Ok guys, please be kind, this is my first coloring on PSP.  I am proud of how the body came out, but the face and hair needs something...Oh, and I need to figure out how to do a background BEFORE I do pic, lol.......in time, I know...practice, practice, practice...


----------



## Kip the Bold

*Re: My first PSP coloring*



			
				Malessa said:
			
		

> *Ok guys, please be kind, this is my first coloring on PSP.*



That is pretty darn good  for a first time coloring. Are you using a mouse or a drawing tablet?


----------



## Malessa

Thanks Kip, its a mouse, with some kinda roller ball on the side. I had to blow the picture up pretty big, since I had a lot of shaky lines. Also used alot of different shades of  the same color, then used my favorite tool of all.  The 'Retouch tool', then I smudged and soften the heck out of it, to get rid of the hard shaky lines, lol.....
  Been playing with PSP, here and there, but never really sat down and DID something with it. Always thought it took to long, and with house and family, who has that kinda time?
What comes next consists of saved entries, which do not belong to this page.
PR #6, opened 2023-06-02
Add requirements.txt and update documentation

boomanaiden154:
This patch adds in a full requirements.txt representing the transitive closure for the dependencies as this seems to be the proper way to utilize the Bazel compile_pip_requirements command based on looking at other projects. This patch also updates the appropriate documentation pertaining to this.

I looked at the following repositories to see what others were doing:
* https://github.com/nanopb/nanopb/tree/master
* https://github.com/google-research/nisaba/tree/main
* https://github.com/nanopb/nanopb

Something should probably be added into the Bazel py_rules repository noting that this is the way it should be used.

Should probably also get some precommit CI together at some point using Github actions to verify that my changes don't end up breaking anything.


ondrasej:
I remember trying with the full `requirements.txt` checked in at first, but got some compatibility issues when I was switching from one machine to other (and perhaps from Linux/x86 to OS X/ARM).

Let's check that this works on both before submitting.

boomanaiden154:
That would make sense. Bazel does generate the `requirements.txt` with `system_platform` annotations, but it doesn't add in any of the MacOS specific packages, just adding the annotations about what should be on Linux, platform restrictions (i.e., `tensorflow-macos` isn't on there). Generating the file on Mac and then manually copying over the hashes should probably work, but I'd prefer to avoid that solution. I'm thinking another `requirements.txt` for MacOS specifically should work?

ondrasej:
Maybe compiling it with `pip-compile` does a better job than bazel? I didn't try, just thinking of possible solutions.

boomanaiden154:
Seems like this has been superseded by 55c2440b515fff0d710736a462e080b4ca92607d. That doesn't give us a transitive closure which make some dependencies not reproducible, but I guess if that becomes an issue we can look into solutions (maybe something like `pip-env`).

ondrasej:
I've discussed this with https://github.com/Mizux (the maintainer of @google/or-tools), and his experience was that the hashes in requirements.txt depend on the version of Python used, target platform, and a number of other factors, and any fixed set of hashes is broken for _some_ platform.

Let's see how keeping just `requirements.in` works for us; if it breaks things more often than not, we can go back to having instructions on how to generate `requirements.txt` (using PIP or other standard tools), or submit one with specific versions, but without hashes.

boomanaiden154:
That makes sense. We've definitely run into some trouble getting that to work with `ml-compiler-opt` across the three python versions that we support.

The plan to only switch back if we run into issues sounds perfect.

PR #7, opened 2023-06-03
Add support for importing CSVs with differing formats

boomanaiden154:
Other datasets such as Andreas Abel's uica-eval use slightly different CSV formats and there's no real reason not to support them since the only thing that differs is the column layout. This patch adds in two new flags that allow specifying the columns of the basic block hex and throughput data.

Should be mostly complete, but is in desperate need of formatting (which is why I've marked it as a draft).

### DIFF
--- a/gematria/datasets/bhive_importer.cc
+++ b/gematria/datasets/bhive_importer.cc
@@ -14,6 +14,7 @@
 
 #include "gematria/datasets/bhive_importer.h"
 
+#include <algorithm>
 #include <cstdint>
 #include <memory>
 #include <string_view>
@@ -25,7 +26,7 @@
 #include "absl/status/status.h"
 #include "absl/status/statusor.h"
 #include "absl/strings/numbers.h"
-#include "absl/strings/str_cat.h"
+#include "absl/strings/str_format.h"
 #include "absl/strings/str_split.h"
 #include "absl/types/span.h"
 #include "gematria/basic_block/basic_block_protos.h"
@@ -95,16 +96,26 @@ BHiveImporter::BasicBlockProtoFromMachineCodeHex(
 
 absl::StatusOr<BasicBlockWithThroughputProto> BHiveImporter::ParseBHiveCsvLine(
     std::string_view source_name, std::string_view line,
+    size_t machine_code_hex_column_index, size_t throughput_column_index,
     double throughput_scaling /*= 1.0*/, uint64_t base_address /*= 0*/) {
   const absl::InlinedVector<std::string_view, 2> columns =
       absl::StrSplit(line, ',');
-  if (columns.size() != 2) {
-    return absl::InvalidArgumentError(
-        absl::StrCat("Expected `line` to have 2 columns, found ",
-                     columns.size(), ": '", line, "'"));
+  const int min_required_num_columns =
+      std::max(machine_code_hex_column_index, throughput_column_index) + 1;
+  if (columns.size() < min_required_num_columns) {
+    return absl::InvalidArgumentError(absl::StrFormat(
+        "Expected `line` to have at least %d columns, found %d: %s",
+        min_required_num_columns, columns.size(), line));
   }
-  const std::string_view machine_code_hex = columns[0];
-  const std::string_view throughput_str = columns[1];
+  if (machine_code_hex_column_index == throughput_column_index) {
+    return absl::InvalidArgumentError(absl::StrFormat(
+        "Expected machine code column and throughput column indices to be "
+        "different for `line`, but were both %d: %s",
+        machine_code_hex_column_index, line));
+  }
+  const std::string_view machine_code_hex =
+      columns[machine_code_hex_column_index];
+  const std::string_view throughput_str = columns[throughput_column_index];
 
   BasicBlockWithThroughputProto proto;
   absl::StatusOr<BasicBlockProto> block_proto_or_status =
--- a/gematria/datasets/bhive_importer.cc
+++ b/gematria/datasets/bhive_importer.cc
@@ -110,7 +110,7 @@ absl::StatusOr<BasicBlockWithThroughputProto> BHiveImporter::ParseBHiveCsvLine(
   if (machine_code_hex_column_index == throughput_column_index) {
     return absl::InvalidArgumentError(absl::StrFormat(
         "Expected machine code column and throughput column indices to be "
-        "different for `line`, but were both %d: %s",
+        "different, but were both %d: %s",
         machine_code_hex_column_index, line));
   }
   const std::string_view machine_code_hex =
--- a/gematria/datasets/bhive_importer.h
+++ b/gematria/datasets/bhive_importer.h
@@ -70,6 +70,7 @@ class BHiveImporter {
   // `base_address` as the address of the first instruction in the basic block.
   absl::StatusOr<BasicBlockWithThroughputProto> ParseBHiveCsvLine(
       std::string_view source_name, std::string_view line,
+      size_t machine_code_hex_column_index, size_t throughput_column_index,
       double throughput_scaling = 1.0, uint64_t base_address = 0);
 
  private:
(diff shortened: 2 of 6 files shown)


boomanaiden154:
Just reformatted everything using the new tooling that has been set up. Should be ready to start review on this patch now.

gematria/datasets/bhive_importer.cc
```diff
@@ -95,16 +95,20 @@ BHiveImporter::BasicBlockProtoFromMachineCodeHex(
...
     std::string_view source_name, std::string_view line,
-    double throughput_scaling /*= 1.0*/, uint64_t base_address /*= 0*/) {
+    size_t machine_code_hex_column_index /*= 0*/,
+    size_t throughput_column_index /*= 1*/, double throughput_scaling /*= 1.0*/,
+    uint64_t base_address /*= 0*/) {
   const absl::InlinedVector<std::string_view, 2> columns =
       absl::StrSplit(line, ',');
-  if (columns.size() != 2) {
+  if (columns.size() <= machine_code_hex_column_index ||
+      columns.size() <= throughput_column_index) {
```
ondrasej, line 104: I'd use something like
```c++
const int min_required_num_columns = std::max(
    machine_code_hex_column_index, throughput_column_index) + 1;
if (columns.size() < min_required_num_columns) {
  return absl::InvalidArgumentError(
    absl::StrFormat("Expected `line` to have at least %d columns, found %d: %s",
                    min_required_num_columns, columns.size(), line));
}
```

gematria/datasets/bhive_importer.h
```diff
@@ -70,7 +70,9 @@ class BHiveImporter {
   // `base_address` as the address of the first instruction in the basic block.
   absl::StatusOr<BasicBlockWithThroughputProto> ParseBHiveCsvLine(
       std::string_view source_name, std::string_view line,
-      double throughput_scaling = 1.0, uint64_t base_address = 0);
+      size_t machine_code_hex_column_index = 0,
+      size_t throughput_column_index = 1, double throughput_scaling = 1.0,
```
ondrasej, line 74: If we give the column indices almost always, I'd remove the defaults.

Maybe we should remove defaults also from the scaling and the base address, default values just complicate things, but that's out of scope of this PR.

gematria/datasets/bhive_importer_test.cc
```diff
@@ -182,27 +182,37 @@ TEST_F(BHiveImporterTest, MultipleInstructions) {
...
-          /*throughput_scaling=*/kScaling, /*base_address=*/100),
-      IsOkAndHolds(EqualsProto(kExpectedBasicBlockProto)));
+  EXPECT_THAT(x86_bhive_importer_->ParseBHiveCsvLine(
+                  kSourceName,
+                  "4829d38b44246c8b54246848c1fb034829d04839c3,207.000000", 0, 1,
+                  /*throughput_scaling=*/kScaling, /*base_address=*/100),
+              IsOkAndHolds(EqualsProto(kExpectedBasicBlockProto)));
 }
 
 TEST_F(BHiveImporterTest, NoCommaOnLine) {
```
ondrasej, line 192: Let's rename this one to InvalidColumnIndices (and add another failing case with more columns).

gematria/datasets/python/import_from_bhive.py
```diff
@@ -66,6 +66,16 @@
     'x86_64',
     'The LLVM triple used for disassembling the instructions in the data set.',
 )
+_MACHINE_CODE_HEX_COLUMN_INDEX = flags.DEFINE_integer(
+    'machine_code_hex_column_index',
+    '0',
+    'The index to the the machine code hex column in the input CSV file.',
```
ondrasej, line 72: Nit: s/to/of/

Same applies to the following flag.

ondrasej (changes requested):
The PR looks good overall. I've added a few comments & I'll approve once they are resolved.

gematria/datasets/bhive_importer.h
boomanaiden154: I've removed the default column indices in this patch. I'll probably write a follow up removing the throughput scaling and base addresses.

gematria/datasets/bhive_importer.cc
```diff
@@ -95,16 +95,20 @@ BHiveImporter::BasicBlockProtoFromMachineCodeHex(
 
 absl::StatusOr<BasicBlockWithThroughputProto> BHiveImporter::ParseBHiveCsvLine(
     std::string_view source_name, std::string_view line,
-    double throughput_scaling /*= 1.0*/, uint64_t base_address /*= 0*/) {
+    size_t machine_code_hex_column_index /*= 0*/,
+    size_t throughput_column_index /*= 1*/, double throughput_scaling /*= 1.0*/,
+    uint64_t base_address /*= 0*/) {
```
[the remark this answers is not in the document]
boomanaiden154: I added a check in for this.

gematria/datasets/python/bhive_importer.cc
```diff
@@ -102,7 +102,9 @@ PYBIND11_MODULE(bhive_importer, m) {
       .def(  //
           "basic_block_with_throughput_proto_from_csv_line",
           &BHiveImporter::ParseBHiveCsvLine, py::arg("source_name"),
-          py::arg("line"), py::arg("throughput_scaling") = 1.0,
+          py::arg("line"), py::arg("machine_code_hex_column_index") = 0,
+          py::arg("throughput_column_index") = 1,
```
ondrasej, line 106: Let's also remove the defaults from here.

ondrasej (changes requested):
A few last comments, I'll approve & merge once it is resolved.

Btw. when doing the code reviews, please make the changes as normal commits in the branch rather than amend and force push. Adding new commits allows me to review the code incrementally (i.e. see what I already reviewed).

At the end, there is an option to clean up the commit history of the branch (e.g. squash all the commits into one, and update the commit message or use that from the PR), so there's no need to worry about making a mess in the commit history. And the incremental reviews can be a lot more efficient, especially for larger changes.

gematria/datasets/python/import_from_bhive.py
```diff
@@ -77,6 +77,14 @@
     'The index of the throughput value column in the input CSV file.',
 )
 
+flags.register_multi_flags_validator(
+    ['machine_code_hex_column_index', 'throughput_column_index'],
+    lambda flags_dict: flags_dict['machine_code_hex_column_index']
+    != flags_dict['throughput_column_index'],
+    'Expected machine code column and throughput column indices to be'
+    ' different',
+)
```
ondrasej, line 86: The [Google style guide](https://google.github.io/styleguide/pyguide.html#210-lambda-functions) doesn't like "complex" lambdas (and it's very inclusive about what is complex).

A very common pattern for the validators is to use a decorator and a normal function:
```
@flags.multi_flags_validator(
    ['machine_code_hex_column_index', 'throughput_column_index'],
    message='Expected machine code column and throughput column indices to be different',
)
def _validate_input_columns(flags_dict):
  return flags_dict['machine_code_hex_column_index'] != flags_dict['throughput_column_index']
```

ondrasej (changes requested):
One last comment (I think), then I'll approve.

gematria/datasets/python/import_from_bhive.py
```diff
@@ -77,13 +77,19 @@
     'The index of the throughput value column in the input CSV file.',
 )
 
-flags.register_multi_flags_validator(
+
+@flags.multi_flags_validator(
     ['machine_code_hex_column_index', 'throughput_column_index'],
```
ondrasej, line 82: There's a way to avoid using string literals for flag names: instead of `'machine_code_hex_column_index'`, it's better to use the flag holder to get the name with `_MACHINE_CODE_HEX_COLUMN_INDEX.name`.

Similar for other flag names.

ondrasej (changes requested):
There have been way too many "one last comment", and I'm really sorry about it. But I just realised there's one more thing to fix.

But this should be the really last one, and if there's more, I'll just approve and then do the fix 😄

ondrasej (approved):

I was just lucky today I guess........


----------



## Siridar

Very nice!


----------



## Malessa

*Thank you*

Here is another one of my sketches in PSP color......still no background.....lol..


----------



## Malessa

*Tiefling*

Here is my PSP color version of my Tiefling sketch......


----------



## Malessa

*Tonan*

Here is Tonan, the elven ranger.  The player requested that it look just like the wild elf in the DMG, except for the weapons.


----------



## cthuluftaghn

*Tonan in color*

Malessa just finished coloring this...


----------



## cthuluftaghn

*Map of Cormyr*

I'm joining an online campaign as a PC, with a home-base of Cormyr.  Since the Cormyr map on page 117 of the FR source book is tucked away in the folds of the pages, I made this one:


----------



## cthuluftaghn

*Endora*

Here is Malessa's colored rendition of the paladin, Endora:


----------



## Kip the Bold

Endora looks pretty cool, the metal pieces on her look great.


----------



## Malessa

Would have taken me eons to figure out the technique if it hadn't been for you and your link!    A big thanks to you Kip! *Tips hat to you*


----------



## cthuluftaghn

bump


----------



## Malessa

Not as crisp and clear as last pic.  I was  fooling around with tools and such and  I accedently closed and it saved that way, hopefully I won't make THAT mistake again....oh well, live and learn....


----------



## cthuluftaghn

*Tas*

And, the final character in this campaign... Tas, the halfing rogue.


----------



## Malessa

Thanks for the door tip, Darraketh.  It not only helps show his size, but it forces me to do a background, lol...Lets hope my coloring it will bring out some of the details I want that you can't see with the pencil and erase marks.....

Thanks for the praise earlier in the thread, doubt very much I'll make "the big time", but if I could make a little extra money on the side, that would be nice.....


----------



## Malessa

*Skeletons and Skeletons*

Finially figured out layers  and a couple other neat things on PSP, so I took my sketch of a humanoid skeleton and experimented.  These are what I came up with.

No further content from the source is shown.